Adapting adstock transformation (media mix modelling) to hierarchical model

I’d like to do an adstock transformation (an econometric transformation used in advertising effectiveness modelling) within pm.Deterministic().

There is lots of resources on how to do it (A Bayesian Approach to Media Mix Modeling by Michael Johns & Zhenyu Wang) but I couldn’t find anything on how to incorporate into a hierarchical model. Well, there is this article (https://towardsdatascience.com/bayesian-hierarchical-marketing-mix-modeling-in-pymc-684f6024e57a) but it does a for loop within pm.Model() which I tried but it makes it very slow (8 hours 32,000 draws).

My model looks like this:

coords = {"group": group_labels}
  with pm.Model(coords=coords) as hierarchical:
  # Hyperpriors
  alpha_mu = pm.HalfNormal("alpha_mu", sigma=1)
  beta_mu = pm.HalfNormal("beta_mu", sigma=1)
  sigma_mu = pm.HalfNormal("sigma_mu", sigma=1)
  ...
  # Priors
  theta = pm.Beta("theta", a=alpha_mu, b=beta_mu, dims="groups")
  b_spend = pm.HalfNormal("b_spend", sigma=sigma_mu, dims="groups")
  ...
  # Data
  group_idx = pm.MutableData("group", df["group_idx"], dims="obs_id")
  spend = pm.MutableData("spend", df["spend"], dims="obs_id")
  ...
  # Model
  adstock = pm.Deterministic("spend_part", geometric_adstock(spend, theta) * b_spend[group_idx], dims="obs_id")
  ...
  # Likelihood
  ...

I took the geometric_adstock from here.

def geometric_adstock(x, alpha: float = 0.0, l_max: int = 12):
    """Geometric adstock transformation."""
    cycles = [
        at.concatenate(
            [at.zeros(i), x[: x.shape[0] - i]]
        )
        for i in range(l_max)
    ]
    x_cycle = at.stack(cycles)
    w = at.as_tensor_variable([at.power(alpha, i) for i in range(l_max)])
    return at.dot(w, x_cycle)

But of course it doesn’t work in my model.
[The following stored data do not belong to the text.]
PR #102, opened 2020-06-29
Feature/geolocation

minh-rakuten:
# Description
Permission request & response between miniapp & hostapp.
The location request from JS SDK Sample App and our client app is `geolocation`.
This PR enables the miniapp using location from mobile via `geolocation` request.
- Handling geolocation prompt on `WebChromeClient`.
- Permission request & response by `MiniAppMessageBridge`.
  Single permission request is declared in this PR.
## Links
[MINI-914](https://jira.rakuten-it.com/jira/browse/MINI-914)
# Checklist

### DIFF
--- a/miniapp/src/main/AndroidManifest.xml
+++ b/miniapp/src/main/AndroidManifest.xml
@@ -4,6 +4,8 @@
     xmlns:tools="http://schemas.android.com/tools">
 
     <uses-permission android:name="android.permission.INTERNET" />
+    <uses-permission android:name="android.permission.ACCESS_FINE_LOCATION"/>
+    <uses-permission android:name="android.permission.ACCESS_COARSE_LOCATION"/>
 
     <application>
         <provider
--- a/miniapp/src/main/AndroidManifest.xml
+++ b/miniapp/src/main/AndroidManifest.xml
@@ -4,8 +4,6 @@
     xmlns:tools="http://schemas.android.com/tools">
 
     <uses-permission android:name="android.permission.INTERNET" />
-    <uses-permission android:name="android.permission.ACCESS_FINE_LOCATION"/>
-    <uses-permission android:name="android.permission.ACCESS_COARSE_LOCATION"/>
 
     <application>
         <provider
--- a/miniapp/src/main/assets/bridge.js
+++ b/miniapp/src/main/assets/bridge.js
@@ -94,6 +94,7 @@ MiniAppBridge.getUniqueId = function() {
   return new Promise(function(resolve, reject) {
     return MiniAppBridge.exec(
       "getUniqueId",
+      null,
       function(id) { return resolve(id) },
       function (error) { return reject(error) }
     );
--- a/miniapp/src/main/assets/bridge.js
+++ b/miniapp/src/main/assets/bridge.js
@@ -1,3 +1,4 @@
+
 var MiniAppBridge = {};
 MiniAppBridge.messageQueue = [];
 var uniqueId = Math.random();
@@ -15,10 +16,12 @@ var isPlatform = {
  * Method to call the native interface methods for respective platforms
  * such as iOS & Android
  * @param  {[String]} action Action command/interface name that native side need to execute
+ * @param  {Object} param Object that contains request parameter values like permissions.
+ * For eg., {permission: 'location'}
  * @param  {[Function]} onSuccess Success callback function
  * @param  {[Function]} onError Error callback function
  */
-MiniAppBridge.exec = function(action, onSuccess, onError) {
+MiniAppBridge.exec = function(action, param, onSuccess, onError) {
   var callback = {};
   callback.onSuccess = onSuccess;
   callback.onError = onError;
@@ -26,11 +29,11 @@ MiniAppBridge.exec = function(action, onSuccess, onError) {
   MiniAppBridge.messageQueue.unshift(callback);
   if (isPlatform.iOS()) {
     webkit.messageHandlers.MiniAppiOS.postMessage(
-      JSON.stringify({ action: action, id: callback.id })
+      JSON.stringify({ action: action, param: param, id: callback.id })
     );
   } else {
     window.MiniAppAndroid.postMessage(
-      JSON.stringify({ action: action, id: callback.id })
+      JSON.stringify({ action: action, param: param, id: callback.id })
     );
   }
 };
@@ -92,6 +95,21 @@ MiniAppBridge.getUniqueId = function() {
     return MiniAppBridge.exec(
       "getUniqueId",
       function(id) { return resolve(id) },
+      function (error) { return reject(error) }
+    );
+  });
+};
+
+/**
+ * Associating requestPermission function to MiniAppBridge object
+ * @param {String} permissionType Type of permission that is requested. For eg., location
+ */
+MiniAppBridge.requestPermission = function(permissionType) {
+  return new Promise(function(resolve, reject) {
+    return MiniAppBridge.exec(
+      "requestPermission",
+      {permission: permissionType},
+      function(success) { return resolve(success) },
       function (error) { return reject(error) }
     );
   });
--- a/miniapp/src/main/java/com/rakuten/tech/mobile/miniapp/MiniApp.kt
+++ b/miniapp/src/main/java/com/rakuten/tech/mobile/miniapp/MiniApp.kt
@@ -28,21 +28,6 @@ abstract class MiniApp internal constructor() {
 
     /**
      * Creates a mini app.
-     * @param info metadata of a mini app.
-     * The mini app is downloaded, saved and provides a [MiniAppDisplay] when successful
-     * @param miniAppMessageBridge the interface for communicating between host app & mini app
-     * @throws MiniAppSdkException when there is some issue during fetching,
-     * downloading or creating the view.
-     */
-    @Throws(MiniAppSdkException::class)
-    @Deprecated(message = "Please replace with create(MiniAppId, MiniAppMessageBridge)")
-    abstract suspend fun create(
-        info: MiniAppInfo,
-        miniAppMessageBridge: MiniAppMessageBridge
-    ): MiniAppDisplay
-
-    /**
-     * Creates a mini app.
      * @param appId mini app id.
      * The mini app is downloaded, saved and provides a [MiniAppDisplay] when successful
      * @param miniAppMessageBridge the interface for communicating between host app & mini app
@@ -54,18 +39,6 @@ abstract class MiniApp internal constructor() {
         appId: String,
         miniAppMessageBridge: MiniAppMessageBridge
     ): MiniAppDisplay
-
-    /**
-     * @deprecated use {@link #create(MiniAppInfo, MiniAppMessageBridge)} instead.
-     * Creates a mini app.
-     * @param info metadata of a mini app.
-     * The mini app is downloaded, saved and provides a [MiniAppDisplay] when successful
-     * @throws MiniAppSdkException when there is some issue during fetching,
-     * downloading or creating the view.
-     */
-    @Throws(MiniAppSdkException::class)
-    @Deprecated(message = "Please replace with create(MiniAppId, MiniAppMessageBridge)")
-    abstract suspend fun create(info: MiniAppInfo): MiniAppDisplay
 
     /**
      * Fetches meta data information of a mini app.
--- a/miniapp/src/main/java/com/rakuten/tech/mobile/miniapp/MiniApp.kt
+++ b/miniapp/src/main/java/com/rakuten/tech/mobile/miniapp/MiniApp.kt
@@ -96,10 +96,11 @@ abstract class MiniApp internal constructor() {
         fun instance(settings: MiniAppSdkConfig = defaultConfig): MiniApp =
             instance.apply { updateConfiguration(settings) }
 
-        @Suppress("LongMethod")
+        @Suppress("LongMethod", "LongParameterList")
         internal fun init(
             context: Context,
             baseUrl: String,
+            isTestMode: Boolean,
             rasAppId: String,
             subscriptionKey: String,
             hostAppVersionId: String
@@ -108,13 +109,15 @@ abstract class MiniApp internal constructor() {
                 baseUrl = baseUrl,
                 rasAppId = rasAppId,
                 subscriptionKey = subscriptionKey,
-                hostAppVersionId = hostAppVersionId
+                hostAppVersionId = hostAppVersionId,
+                isTestMode = isTestMode
             )
             val apiClient = ApiClient(
                 baseUrl = baseUrl,
                 rasAppId = rasAppId,
                 subscriptionKey = subscriptionKey,
-                hostAppVersionId = hostAppVersionId
+                hostAppVersionId = hostAppVersionId,
+                isTestMode = isTestMode
             )
             val apiClientRepository = ApiClientRepository().apply {
                 registerApiClient(defaultConfig.key, apiClient)
--- a/miniapp/src/main/java/com/rakuten/tech/mobile/miniapp/MiniApp.kt
+++ b/miniapp/src/main/java/com/rakuten/tech/mobile/miniapp/MiniApp.kt
@@ -28,6 +28,21 @@ abstract class MiniApp internal constructor() {
 
     /**
      * Creates a mini app.
+     * @param info metadata of a mini app.
+     * The mini app is downloaded, saved and provides a [MiniAppDisplay] when successful
+     * @param miniAppMessageBridge the interface for communicating between host app & mini app
+     * @throws MiniAppSdkException when there is some issue during fetching,
+     * downloading or creating the view.
+     */
+    @Throws(MiniAppSdkException::class)
+    @Deprecated(message = "Please replace with create(MiniAppId, MiniAppMessageBridge)")
+    abstract suspend fun create(
+        info: MiniAppInfo,
+        miniAppMessageBridge: MiniAppMessageBridge
+    ): MiniAppDisplay
+
+    /**
+     * Creates a mini app.
      * @param appId mini app id.
      * The mini app is downloaded, saved and provides a [MiniAppDisplay] when successful
      * @param miniAppMessageBridge the interface for communicating between host app & mini app
@@ -39,6 +54,18 @@ abstract class MiniApp internal constructor() {
         appId: String,
         miniAppMessageBridge: MiniAppMessageBridge
     ): MiniAppDisplay
+
+    /**
+     * @deprecated use {@link #create(MiniAppInfo, MiniAppMessageBridge)} instead.
+     * Creates a mini app.
+     * @param info metadata of a mini app.
+     * The mini app is downloaded, saved and provides a [MiniAppDisplay] when successful
+     * @throws MiniAppSdkException when there is some issue during fetching,
+     * downloading or creating the view.
+     */
+    @Throws(MiniAppSdkException::class)
+    @Deprecated(message = "Please replace with create(MiniAppId, MiniAppMessageBridge)")
+    abstract suspend fun create(info: MiniAppInfo): MiniAppDisplay
 
     /**
      * Fetches meta data information of a mini app.
--- a/miniapp/src/main/java/com/rakuten/tech/mobile/miniapp/RealMiniApp.kt
+++ b/miniapp/src/main/java/com/rakuten/tech/mobile/miniapp/RealMiniApp.kt
@@ -20,14 +20,36 @@ internal class RealMiniApp(
         else -> miniAppInfoFetcher.getInfo(appId)
     }
 
+    @Suppress("TooGenericExceptionThrown")
+    override suspend fun create(info: MiniAppInfo): MiniAppDisplay =
+        executingCreate(info.id, object : MiniAppMessageBridge() {
+            override fun getUniqueId(): String =
+                throw Exception("MiniAppMessageBridge has not been implemented")
+            override fun requestPermission(
+                callbackId: String,
+                miniAppPermissionType: String,
+                permissions: Array<String>
+            ) = throw Exception("MiniAppMessageBridge has not been implemented")
+        })
+
+    override suspend fun create(
+        info: MiniAppInfo,
+        miniAppMessageBridge: MiniAppMessageBridge
+    ): MiniAppDisplay = executingCreate(info.id, miniAppMessageBridge)
+
     override suspend fun create(
         appId: String,
         miniAppMessageBridge: MiniAppMessageBridge
+    ): MiniAppDisplay = executingCreate(appId, miniAppMessageBridge)
+
+    private suspend fun executingCreate(
+        miniAppId: String,
+        miniAppMessageBridge: MiniAppMessageBridge
     ): MiniAppDisplay = when {
-        appId.isBlank() -> throw sdkExceptionForInvalidArguments()
+        miniAppId.isBlank() -> throw sdkExceptionForInvalidArguments()
         else -> {
-            val basePath = miniAppDownloader.getMiniApp(appId)
-            displayer.createMiniAppDisplay(basePath, appId, miniAppMessageBridge)
+            val basePath = miniAppDownloader.getMiniApp(miniAppId)
+            displayer.createMiniAppDisplay(basePath, miniAppId, miniAppMessageBridge)
         }
     }
 
--- a/miniapp/src/main/java/com/rakuten/tech/mobile/miniapp/RealMiniApp.kt
+++ b/miniapp/src/main/java/com/rakuten/tech/mobile/miniapp/RealMiniApp.kt
@@ -61,11 +61,11 @@ internal class RealMiniApp(
     }
 
     @VisibleForTesting
-    internal fun createApiClient(newConfig: MiniAppSdkConfig) =
-        ApiClient(
-            baseUrl = newConfig.baseUrl,
-            rasAppId = newConfig.rasAppId,
-            subscriptionKey = newConfig.subscriptionKey,
-            hostAppVersionId = newConfig.hostAppVersionId
-        )
+    internal fun createApiClient(newConfig: MiniAppSdkConfig) = ApiClient(
+        baseUrl = newConfig.baseUrl,
+        rasAppId = newConfig.rasAppId,
+        subscriptionKey = newConfig.subscriptionKey,
+        hostAppVersionId = newConfig.hostAppVersionId,
+        isTestMode = newConfig.isTestMode
+    )
 }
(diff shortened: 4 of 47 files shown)


miniapp/src/main/java/com/rakuten/tech/mobile/miniapp/js/MiniAppMessageBridge.kt
```diff
@@ -1,30 +1,60 @@
...
+    fun onRequestPermissionsResult(requestCode: Int, permissions: Array<String>, grantResults: IntArray) {
+        if (permissions.size == grantResults.size) {
+            for (i in permissions.indices)
+                webViewListener.onRequestPermissionsResult(requestCode, permissions[i], grantResults[i])
+        }
+    }
+
+    /** Post permission request from external. **/
+    internal fun requestPermission(permissions: Array<String>, requestCode: Int) =
+        ActivityCompat.requestPermissions(context as Activity, permissions, requestCode)
```
corycaywood, line 56: Sorry, I think the ticket for this was created before we had talked about how we want to handle permissions.

I think that we should let the Host App handle the request for device permissions. So we can add a method to `MiniAppMessageBridge` for something like `onRequestPermission` and then just pass the permission to the Host App as an enum or something. Does that sound okay @minh-rakuten @ts-nitish-a-jain?

Also, we need to be able to grant the permission to each Mini App independently of each other and cache which Mini Apps have been granted each permission. So the Host App would potentially show two permissions dialogs: the native permissions dialog and then also a custom dialog asking to grant permission to that particular Mini App. However, I think this task was only for getting the location permission working, so we can wait to implement the caching and independent permissions at a later time.

miniapp/src/main/java/com/rakuten/tech/mobile/miniapp/display/MiniAppWebChromeClient.kt
```diff
@@ -21,8 +31,42 @@ internal class MiniAppWebChromeClient(context: Context) : WebChromeClient() {
         super.onReceivedTitle(webView, title)
     }
 
+    // region geolocation
+    private var geoLocationRequestOrigin: String? = null
+    @VisibleForTesting
+    internal var geoLocationCallback: GeolocationPermissions.Callback? = null
+
+    @Suppress("FunctionMaxLength")
+    override fun onGeolocationPermissionsShowPrompt(
```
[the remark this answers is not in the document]
minh-rakuten: There is use case that miniapps do not call `requestPermission`. They still can request a location access by `navigator.geolocation.getCurrentPosition` -> this will automatically trigger `onGeolocationPermissionsShowPrompt`.

The location access without using the js sdk to `requestPermission` is possible. Our js sample app & client app are working like that (using geolocation).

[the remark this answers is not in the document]
corycaywood: That's true, but I mean the same thing is possible on an Android App: an App could try to use the location without requesting the permission first, and then in that case the request for the location would throw an error. 

When a Mini App requests the location, they pass in an error listener `navigator.geolocation.getCurrentPosition(pos => console.log(pos), e => console.error(e))`. So in the case that they didn't called `requestPermission` first, then the browser will call the error listener.

Also, I think it's better if we can leave all of the device permission requesting out of the SDK and leave it up to the Host App to handle.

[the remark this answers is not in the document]
minh-rakuten: Okay, I see your point now.
I'll remove the permission handle in `onGeolocationPermissionsShowPrompt` so the MiniApps can only request a permission via js sdk.

miniapp/src/main/java/com/rakuten/tech/mobile/miniapp/MiniApp.kt
```diff
@@ -26,21 +26,6 @@ abstract class MiniApp internal constructor() {
...
-    /**
-     * Creates a mini app.
-     * @param info metadata of a mini app.
-     * The mini app is downloaded, saved and provides a [MiniAppDisplay] when successful
-     * @param miniAppMessageBridge the interface for communicating between host app & mini app
-     * @throws MiniAppSdkException when there is some issue during fetching,
-     * downloading or creating the view.
-     */
-    @Throws(MiniAppSdkException::class)
-    @Deprecated(message = "Please replace with create(MiniAppId, MiniAppMessageBridge)")
```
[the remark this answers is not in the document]
ts-nitish-a-jain: +1

miniapp/src/main/java/com/rakuten/tech/mobile/miniapp/display/MiniAppWebChromeClient.kt
```diff
@@ -21,8 +31,41 @@ internal class MiniAppWebChromeClient(context: Context) : WebChromeClient() {
         super.onReceivedTitle(webView, title)
     }
 
+    // region geolocation
```
ts-nitish-a-jain, line 34: What is the intent/purpose of `//region geolocation`?

miniapp/src/main/java/com/rakuten/tech/mobile/miniapp/display/MiniAppWebChromeClient.kt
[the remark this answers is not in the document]
ts-nitish-a-jain: +1 -> It's better if we can leave all of the device permission requesting out of the SDK and leave it up to the Host App to handle.

miniapp/src/main/java/com/rakuten/tech/mobile/miniapp/display/MiniAppWebChromeClient.kt
```diff
@@ -21,8 +31,41 @@ internal class MiniAppWebChromeClient(context: Context) : WebChromeClient() {
...
+    }
+    // end region
+
     @VisibleForTesting
     internal fun doInjection(webView: WebView) {
         webView.evaluateJavascript(bridgeJs) {}
     }
 }
+
+internal interface WebChromeListener {
```
ts-nitish-a-jain, line 69: Would it sound reasonable to update `WebChromeListener` -> `WebChromePermissionListener` ?

miniapp/src/main/java/com/rakuten/tech/mobile/miniapp/display/MiniAppWebView.kt
```diff
@@ -37,8 +41,9 @@ internal class MiniAppWebView(
         settings.allowUniversalAccessFromFileURLs = true
         settings.domStorageEnabled = true
         settings.databaseEnabled = true
+        settings.setGeolocationEnabled(true)
```
ts-nitish-a-jain, line 44: If we want to mandate the permission access via the bridge, would it make sense to set the geolocation flag to `false` as it defaults to `true`, what do you think @corycaywood @minh-rakuten?

miniapp/src/main/java/com/rakuten/tech/mobile/miniapp/js/MiniAppMessageBridge.kt
```diff
@@ -1,30 +1,60 @@
...
+import android.app.Activity
+import android.content.Context
 import android.webkit.JavascriptInterface
+import androidx.annotation.VisibleForTesting
+import androidx.core.app.ActivityCompat
 import com.google.gson.Gson
 import com.rakuten.tech.mobile.miniapp.display.WebViewListener
 
+@VisibleForTesting
+internal const val GET_UNIQUE_ID = "getUniqueId"
```
ts-nitish-a-jain, line 12: These two can converge in a structure e.g. `ActionType` What do you think?

miniapp/src/main/java/com/rakuten/tech/mobile/miniapp/js/MiniAppMessageBridge.kt
```diff
@@ -1,30 +1,60 @@
...
-abstract class MiniAppMessageBridge {
+abstract class MiniAppMessageBridge(val context: Context) {
     private lateinit var webViewListener: WebViewListener
 
     /** Get provided id of mini app for any purpose. **/
     abstract fun getUniqueId(): String
 
     /** Handle the message from external. **/
-    @Suppress("TooGenericExceptionCaught", "SwallowedException")
+    @Suppress("TooGenericExceptionCaught", "SwallowedException", "LongMethod")
```
ts-nitish-a-jain, line 24: I think it shall be broken down. What do you think @minh-rakuten ?

miniapp/src/main/java/com/rakuten/tech/mobile/miniapp/js/MiniAppMessageBridge.kt
ts-nitish-a-jain: Device Permission access per mini-app is interesting. This would need confirmation on the product side if they wish to show the next popup or grant implicitly.
From a secure zone pov, it makes sense to have two dialogs. 
At the same time, caching can result in a bloated structure for maintaining the intelligence of permission access per mini-app.

miniapp/src/main/java/com/rakuten/tech/mobile/miniapp/js/MiniAppPermission.kt
```diff
@@ -0,0 +1,24 @@
+package com.rakuten.tech.mobile.miniapp.js
+
+import android.Manifest
+
+internal object MiniAppPermission {
+
+    internal object Code {
```
ts-nitish-a-jain, line 7: `Code` -> `ReqCode` @minh-rakuten what do you think?

miniapp/src/main/java/com/rakuten/tech/mobile/miniapp/js/MiniAppPermission.kt
```diff
@@ -0,0 +1,24 @@
...
+        const val GEOLOCATION = 1001
+    }
+
+    internal object PermissionType {
+        const val GEOLOCATION = "miniapp.permission.geolocation"
+    }
+
+    internal fun getPermissionRequest(permissionType: String) = when (permissionType) {
+        PermissionType.GEOLOCATION -> arrayOf(Manifest.permission.ACCESS_FINE_LOCATION)
```
ts-nitish-a-jain, line 16: Should this have both `ACCESS_FINE_LOCATION` & `ACCESS_COARSE_LOCATION`?

miniapp/src/main/java/com/rakuten/tech/mobile/miniapp/display/MiniAppWebChromeClient.kt
minh-rakuten: it's just a coding style specifies the code block for this feature purpose. By specifying the code block, we can collapse the code visibility in AS.

miniapp/src/main/java/com/rakuten/tech/mobile/miniapp/display/MiniAppWebView.kt
minh-rakuten: Ah, do you mean to set it to `false`?

miniapp/src/main/java/com/rakuten/tech/mobile/miniapp/js/MiniAppPermission.kt
minh-rakuten: When `ACCESS_FINE_LOCATION` is approved, the `ACCESS_COARSE_LOCATION` is implicity approved too.

miniapp/src/main/java/com/rakuten/tech/mobile/miniapp/display/MiniAppWebView.kt
corycaywood: But if the host app is controlling the device permissions, we can't know when to change this value from `false` to `true`. Geolocation can't be accessed if this is set to `false` even if the device permission is granted, right?

minh-rakuten: This value must be `true` to send the position data back to miniapp in case that miniapp uses geolocation request.

miniapp/src/main/java/com/rakuten/tech/mobile/miniapp/js/MiniAppMessageBridge.kt
```diff
@@ -2,29 +2,62 @@ package com.rakuten.tech.mobile.miniapp.js
...
 abstract class MiniAppMessageBridge {
     private lateinit var webViewListener: WebViewListener
 
     /** Get provided id of mini app for any purpose. **/
     abstract fun getUniqueId(): String
 
+    /** Post permission request from external. **/
+    abstract fun requestPermission(
+        callbackId: String,
+        miniAppPermissionType: String,
```
corycaywood, line 19: I think we should pass a custom type rather than a string. Like maybe a `MiniAppPermissionType` enum?

miniapp/src/main/java/com/rakuten/tech/mobile/miniapp/js/MiniAppMessageBridge.kt
```diff
@@ -2,29 +2,62 @@ package com.rakuten.tech.mobile.miniapp.js
...
+        permissions: Array<String>
```
corycaywood, line 20: I don't think we need to pass an Array of permissions. It should be enough to pass a custom type such as `MiniAppPermissionType.GeoLocation` and then the Host App is responsible for interpreting which device permissions they need to request. That will let the Host App have more flexibility over the permissions and simplify things in the SDK.

miniapp/src/main/java/com/rakuten/tech/mobile/miniapp/js/MiniAppMessageBridge.kt
```diff
@@ -2,29 +2,62 @@ package com.rakuten.tech.mobile.miniapp.js
...
 /** Bridge interface for communicating with mini app. **/
 abstract class MiniAppMessageBridge {
     private lateinit var webViewListener: WebViewListener
 
     /** Get provided id of mini app for any purpose. **/
     abstract fun getUniqueId(): String
 
+    /** Post permission request from external. **/
+    abstract fun requestPermission(
+        callbackId: String,
```
corycaywood, line 18: It seems like passing the `callbackId` makes things complicated for the host app. Could we instead pass a function which the Host App needs to invoke? Something like `callback: (isGranted: Boolean) -> Unit`?

miniapp/src/main/java/com/rakuten/tech/mobile/miniapp/js/MiniAppPermission.kt
corycaywood: As I mentioned above, I think this should be moved to the Host App side so they have that control (`ACCESS_FINE_LOCATION` vs `ACCESS_COARSE_LOCATION`)

miniapp/src/main/java/com/rakuten/tech/mobile/miniapp/js/MiniAppMessageBridge.kt
corycaywood: @ts-nitish-a-jain Device permission per Mini App was already discussed by the product side - I think this is what's expected. We had discussed using similar mechanisms as the custom permissions for caching which permissions have been granted.

In the end, it's really up to the Host App though. If they don't care about granting it on a per Mini App basis, then they don't have to show a Mini App specific permissions dialog and can just implicitly grant the permission to all Mini Apps.

miniapp/src/main/AndroidManifest.xml
```diff
@@ -4,6 +4,8 @@
     xmlns:tools="http://schemas.android.com/tools">
 
     <uses-permission android:name="android.permission.INTERNET" />
+    <uses-permission android:name="android.permission.ACCESS_FINE_LOCATION"/>
+    <uses-permission android:name="android.permission.ACCESS_COARSE_LOCATION"/>
```
minh-rakuten, line 8: @corycaywood @ts-nitish-a-jain if we let the hostapp in full control of permission, should we define those permissions on hostapp `AndroidManifest`?

ts-nitish-a-jain: For sure.

miniapp/src/main/java/com/rakuten/tech/mobile/miniapp/js/MiniAppMessageBridge.kt
```diff
@@ -1,30 +1,67 @@
...
+@Suppress("TooGenericExceptionCaught", "SwallowedException")
 /** Bridge interface for communicating with mini app. **/
 abstract class MiniAppMessageBridge {
     private lateinit var webViewListener: WebViewListener
 
     /** Get provided id of mini app for any purpose. **/
     abstract fun getUniqueId(): String
 
+    /** Post permission request from external. **/
+    abstract fun requestPermission(
```
corycaywood, line 18: Oh, sorry, I just noticed that the iOS side is using `requestPermission(permissionType: MiniAppPermissionType, completionHandler: @escaping (Result<String, Error>) -> Void)`. 

So maybe it makes more sense to move the `miniAppPermissionType` as the first parameter and `callback` as the second. What do you think?

miniapp/src/main/assets/bridge.js
```diff
@@ -15,22 +16,24 @@ var isPlatform = {
  * Method to call the native interface methods for respective platforms
  * such as iOS & Android
  * @param  {[String]} action Action command/interface name that native side need to execute
+ * @param  {Object} param Object that contains request parameter values like permissions.
+ * For eg., {permission: 'location'}
  * @param  {[Function]} onSuccess Success callback function
  * @param  {[Function]} onError Error callback function
  */
-MiniAppBridge.exec = function(action, onSuccess, onError) {
+MiniAppBridge.exec = function(action, param, onSuccess, onError) {
```
ts-nitish-a-jain, line 24: Can we follow the convention lines of JSON RPC instead (`method`, `params`)?
@ts-leojoseph-r @corycaywood @minh-rakuten

miniapp/src/main/assets/bridge.js
```diff
@@ -91,14 +94,30 @@ MiniAppBridge.getUniqueId = function() {
   return new Promise(function(resolve, reject) {
     return MiniAppBridge.exec(
       "getUniqueId",
+      null,
```
ts-nitish-a-jain, line 97: What do you think of passing an empty payload instead of null?

miniapp/src/main/java/com/rakuten/tech/mobile/miniapp/RealMiniApp.kt
```diff
@@ -23,7 +24,13 @@ internal class RealMiniApp(
     @Suppress("TooGenericExceptionThrown")
     override suspend fun create(info: MiniAppInfo): MiniAppDisplay =
         executingCreate(info.id, object : MiniAppMessageBridge() {
-            override fun getUniqueId(): String = throw Exception("MiniAppMessageBridge has not been implemented")
+            override fun getUniqueId(): String =
+                throw Exception("MiniAppMessageBridge has not been implemented")
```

I’m not an expert of vectorized operations nor linear algebra so this was my best attempt to make it work.

import aesara.tensor as at
import aesara

def at_adstock(x, theta, n_groups, max_len=12):
    x_ = x.reshape((n_groups, -1))
    X = at.stack(
        [
            at.stack(
                [
                    at.concatenate([np.zeros(i), x_[r, : x_.shape[1] - i]])
                    for i in range(max_len)
                ]
            )
            for r in range(n_groups)
        ]
    )
    W = at.transpose(at.stack([at.power(theta, i) for i in range(max_len)]))
    adstock_x = at.transpose(at.diagonal(at.dot(W, X), axis1=0, axis2=1))
    return adstock_x.reshape((1, -1))

It’s ugly but it does work I think based on this toy data

# one theta per group
theta = np.array([
    0.5,
    0.25,
    0.5,
    0.1
])
# 4 obs per group
x = np.array([
    0, 100, 0, 0, 0, 50, 0, 0, 0, 100, 0, 0, 100, 0, 0, 0
])
s = at.vector("s")
t = at.vector("t")
f_adstock = aesara.function([s, t], at_adstock(s, t, n_groups=4, max_len=3))
f_adstock(x, theta)
# array([[  0.   , 100.   ,  50.   ,  25.   ,   
#           0.   ,  50.   ,  12.5  , 3.125,   
#           0.   , 100.   ,  50.   ,  25.   , 
#         100.   ,  10.   , 1.   ,   0.   ]])

But I do wonder what’s the best or better ways of doing it.

UPDATE: I’ve noticed that because of my implementation of at_adstock, pm.sample() automatically switches to Metropolis for “theta” and the resulting trace is non-sensical. When I force the step to be NUTS I get an error:
NullTypeGradError: grad encountered a NaN. This variable is Null because the grad method for input 0 (Reshape{3}.0) of the ExtractDiag{offset=0, axis1=0, axis2=1, view=False} op is not implemented. BTW I’ve replaced at.diagonal with pymc.math.extract_diag hoping it would fix it. It didn’t. I know this is all due to my dirty implementation of at_adstock. I just can’t think of a better way of doing it.